→ **YOUR GOAL**
Print out the records that follow, exactly and completely.

:: GIVEN ENTRIES

Issue #145, opened 2020-08-27
Hex formating is missing {:x}


andresv:
I saw that `{:x}` was announced in https://ferrous-systems.com/blog/defmt/. However it seems to be actually missing.
I couldn't find it from here: https://github.com/knurling-rs/defmt/blob/main/parser/src/lib.rs.

japaric:
> I saw that {:x} was announced in https://ferrous-systems.com/blog/defmt/. 

the `{:x}` there is making reference to `core::fmt::Hex`. `defmt` has a single "formatting" trait (`Format`) so `{:x}`, `{:b}`, etc. are not planned. 

The rationale for a single trait is that since formatting is done on the host, it should be the host side who decides how to format the string and not the device. Interactive web / GUI front ends can provide a mechanism (e.g. click the number) to change how the information is presented; that way you don't have to re-build, re-flash and re-run the program to change the representation. That however is harder to do with the current non-interactive terminal output so we have considered printing different representations at once (e.g. `{16,0x10,0b10000}` instead of `16`) but that "bloats" the output.

andresv:
Got it.

AndWass:
> the {:x} there is making reference to core::fmt::Hex. defmt has a single "formatting" trait (Format) so {:x}, {:b}, etc. are not planned.
> The rationale for a single trait is that since formatting is done on the host, it should be the host side who decides how to format the string and not the device. Interactive web / GUI front ends can provide a mechanism (e.g. click the number) to change how the information is presented; that way you don't have to re-build, re-flash and re-run the program to change the representation. That however is harder to do with the current non-interactive terminal output so we have considered printing different representations at once (e.g. {16,0x10,0b10000} instead of 16) but that "bloats" the output.

But allowing the target side to provide formatting hints (via `{:x}` and `{:b}`) doesn't stop interactive web / GUI frontends from providing the functionality to change how information is presented anyway. And isn't it the case that the person who most often will look at the output is also the person who will be writing the code for the target? So for that person it does provide immediate QoL-improvements for the current non-interactive terminal output, especially since the need for currently non-existing tools diminishes.

Dirbaio:
+1000 to this. I've been using `defmt` in my projects since it came out, and not being able to print stuff in hex is the only big usability issue I've ran into. And it's quite a big one IMO. Hex is especially important for embedded dev. 

[...]

PR #253, opened 2020-11-14
#145: Implement display hints to optionally format values as hex

twitchyliquid64:
This PR implements the beginnings of formatting values as hex, as per design in https://github.com/knurling-rs/defmt/issues/145#issuecomment-712235944.

This allows you to do:

```rust
defmt::error!(
    " double-fault at 0x{:u32:X} !",
    fault_addr,
);
```

There's plenty more options to support, but my hope with this PR is to start the conversation on:

1. Where the logic should go and how it should be represented
2. What we should call it (format? display hints?)
3. What we should support (padding? what formats? just integer types or everything?)

To start, this PR just implements the `{<optional-arg-idx>:<type>:<display-hint>}` form, where (currently) the only two display hints are `:x` (lower hex) and `:X` (upper hex).

### DIFF
--- a/decoder/src/lib.rs
+++ b/decoder/src/lib.rs
@@ -24,7 +24,7 @@ use byteorder::{ReadBytesExt, LE};
 use colored::Colorize;
 
 pub use defmt_parser::Level;
-use defmt_parser::{get_max_bitfield_range, Fragment, Parameter, Type};
+use defmt_parser::{get_max_bitfield_range, DisplayHint, Fragment, Parameter, Type};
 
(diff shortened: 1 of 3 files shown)


japaric:
Thanks for the PR. The design for this 'display hints' feature is currently being discussed in RFC #270. Until the design of the feature is finalized and approved I'm going to close PRs related to the feature -- without an approved design those PRs cannot be reviewed.

If you would like to share your implementation of RFC #270 (note: the design is still in flux so you may need to update your implementation several times) with others you can post the link to your branch in thread #270 and I'll link it from the issue description.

::::

→ **ANSWER TO THE PROBLEM**
Issue #145, opened 2020-08-27
Hex formating is missing {:x}


andresv:
I saw that `{:x}` was announced in https://ferrous-systems.com/blog/defmt/. However it seems to be actually missing.
I couldn't find it from here: https://github.com/knurling-rs/defmt/blob/main/parser/src/lib.rs.

japaric:
> I saw that {:x} was announced in https://ferrous-systems.com/blog/defmt/. 

the `{:x}` there is making reference to `core::fmt::Hex`. `defmt` has a single "formatting" trait (`Format`) so `{:x}`, `{:b}`, etc. are not planned. 

The rationale for a single trait is that since formatting is done on the host, it should be the host side who decides how to format the string and not the device. Interactive web / GUI front ends can provide a mechanism (e.g. click the number) to change how the information is presented; that way you don't have to re-build, re-flash and re-run the program to change the representation. That however is harder to do with the current non-interactive terminal output so we have considered printing different representations at once (e.g. `{16,0x10,0b10000}` instead of `16`) but that "bloats" the output.

andresv:
Got it.

AndWass:
> the {:x} there is making reference to core::fmt::Hex. defmt has a single "formatting" trait (Format) so {:x}, {:b}, etc. are not planned.
> The rationale for a single trait is that since formatting is done on the host, it should be the host side who decides how to format the string and not the device. Interactive web / GUI front ends can provide a mechanism (e.g. click the number) to change how the information is presented; that way you don't have to re-build, re-flash and re-run the program to change the representation. That however is harder to do with the current non-interactive terminal output so we have considered printing different representations at once (e.g. {16,0x10,0b10000} instead of 16) but that "bloats" the output.

But allowing the target side to provide formatting hints (via `{:x}` and `{:b}`) doesn't stop interactive web / GUI frontends from providing the functionality to change how information is presented anyway. And isn't it the case that the person who most often will look at the output is also the person who will be writing the code for the target? So for that person it does provide immediate QoL-improvements for the current non-interactive terminal output, especially since the need for currently non-existing tools diminishes.

Dirbaio:
+1000 to this. I've been using `defmt` in my projects since it came out, and not being able to print stuff in hex is the only big usability issue I've ran into. And it's quite a big one IMO. Hex is especially important for embedded dev. 

[...]

PR #253, opened 2020-11-14
#145: Implement display hints to optionally format values as hex

twitchyliquid64:
This PR implements the beginnings of formatting values as hex, as per design in https://github.com/knurling-rs/defmt/issues/145#issuecomment-712235944.

This allows you to do:

```rust
defmt::error!(
    " double-fault at 0x{:u32:X} !",
    fault_addr,
);
```

There's plenty more options to support, but my hope with this PR is to start the conversation on:

1. Where the logic should go and how it should be represented
2. What we should call it (format? display hints?)
3. What we should support (padding? what formats? just integer types or everything?)

To start, this PR just implements the `{<optional-arg-idx>:<type>:<display-hint>}` form, where (currently) the only two display hints are `:x` (lower hex) and `:X` (upper hex).

### DIFF
--- a/decoder/src/lib.rs
+++ b/decoder/src/lib.rs
@@ -24,7 +24,7 @@ use byteorder::{ReadBytesExt, LE};
 use colored::Colorize;
 
 pub use defmt_parser::Level;
-use defmt_parser::{get_max_bitfield_range, Fragment, Parameter, Type};
+use defmt_parser::{get_max_bitfield_range, DisplayHint, Fragment, Parameter, Type};
 
(diff shortened: 1 of 3 files shown)


japaric:
Thanks for the PR. The design for this 'display hints' feature is currently being discussed in RFC #270. Until the design of the feature is finalized and approved I'm going to close PRs related to the feature -- without an approved design those PRs cannot be reviewed.

If you would like to share your implementation of RFC #270 (note: the design is still in flux so you may need to update your implementation several times) with others you can post the link to your branch in thread #270 and I'll link it from the issue description.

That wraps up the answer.